上述したように高齢者の方の皮膚の状態は、アトピー性皮膚炎の皮膚の状態に似ています。
アトピー性皮膚炎の人の皮膚は、かさかさになっていて、バリア機能があまりよくありません。
高齢になると、もともと皮膚にトラブルのなかった人でも皮膚の状態がアトピー性皮膚炎の寛緩期(よくなった時期)の状態(数値)に似てきます。
高齢者向けの化粧品は、そうした皮膚状態に合わせて作られていますから、アトピー性皮膚炎の人の皮膚にも、若い人向けに作られたものより合うのです。
また、「これならば自分に合うのではないか」と思われる化粧品が見つかっても、実際に使ってみる際に注意しなければならないことがあります。

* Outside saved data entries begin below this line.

PR #305, opened 2016-04-22
A gerrit service.

ralphbean:
It works!

I noticed while doing this that the IssueService.validate_config call is still
non-idiomatic, fwiw.

### DIFF
--- a/bugwarrior/services/gerrit.py
+++ b/bugwarrior/services/gerrit.py
@@ -96,7 +96,9 @@ class GerritService(IssueService, ServiceClient):
             '?q=is:open+is:reviewer' + \
             '&o=MESSAGES&o=DETAILED_ACCOUNTS'
         response = self.session.get(url)
-        changes = json.loads(response.text[4:])
+        # The response has some ")]}'" garbage prefixed.
+        body = response.text[4:]
+        changes = json.loads(body)
 
         for change in changes:
             extra = {
--- a/bugwarrior/services/gerrit.py
+++ b/bugwarrior/services/gerrit.py
@@ -92,6 +92,8 @@ class GerritService(IssueService, ServiceClient):
         IssueService.validate_config(config, target)
 
     def issues(self):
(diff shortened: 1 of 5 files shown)


ryneeverett:
Did you intend to commit gerrit.py?

bugwarrior/services/gerrit.py
```diff
@@ -0,0 +1,123 @@
...
+            if not config.has_option(target, option):
+                die("[%s] has no '%s'" % (target, option))
+
+        IssueService.validate_config(config, target)
+
+    def issues(self):
+        url = self.url + '/a/changes/' + \
+            '?q=is:open+is:reviewer' + \
+            '&o=MESSAGES&o=DETAILED_ACCOUNTS'
+        response = self.session.get(url)
```
ryneeverett: Why not:

```py
response = self.session.get(
    self.url,
    {'q': 'is:open+is:reviewer', 'o': ['MESSAGES', 'DETAILED_ACCOUNTS']})
```

bugwarrior/services/gerrit.py
```diff
@@ -0,0 +1,123 @@
...
+        changes = json.loads(response.text[4:])
```
ryneeverett: What are you slicing out of the response here?

ralphbean:
> Did you intend to commit gerrit.py?

Aww... no.  :(  Time to change that pw.

bugwarrior/services/gerrit.py
ralphbean: It's some ``)]}'`` garbage.  Will add a comment.

bugwarrior/services/gerrit.py
ralphbean: Ah, because requests will percent-encode the ``:`` characters, and gerrit doesn't like that.  :(

ralphbean:
@ryneeverett, updated and rebased.

ryneeverett:
LGTM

それは、化粧品をすぐに顔に塗らずに、まず目立たない部分で試してみることです。
太ももの内側や二の腕の内側などに塗ってみて、3日間ほど様子を見ます。
そのあと耳のうしろで試してみて、異常がなければ、そこで初めて顔につけてみましょう。
時間はかかってもトラブルを防ぐ配慮が大切です。
慎重に試していきましょう。
このほかには、化粧水、乳液の代わりに保湿効果の高い成分が入っている美容液を使うのもよいでしょう。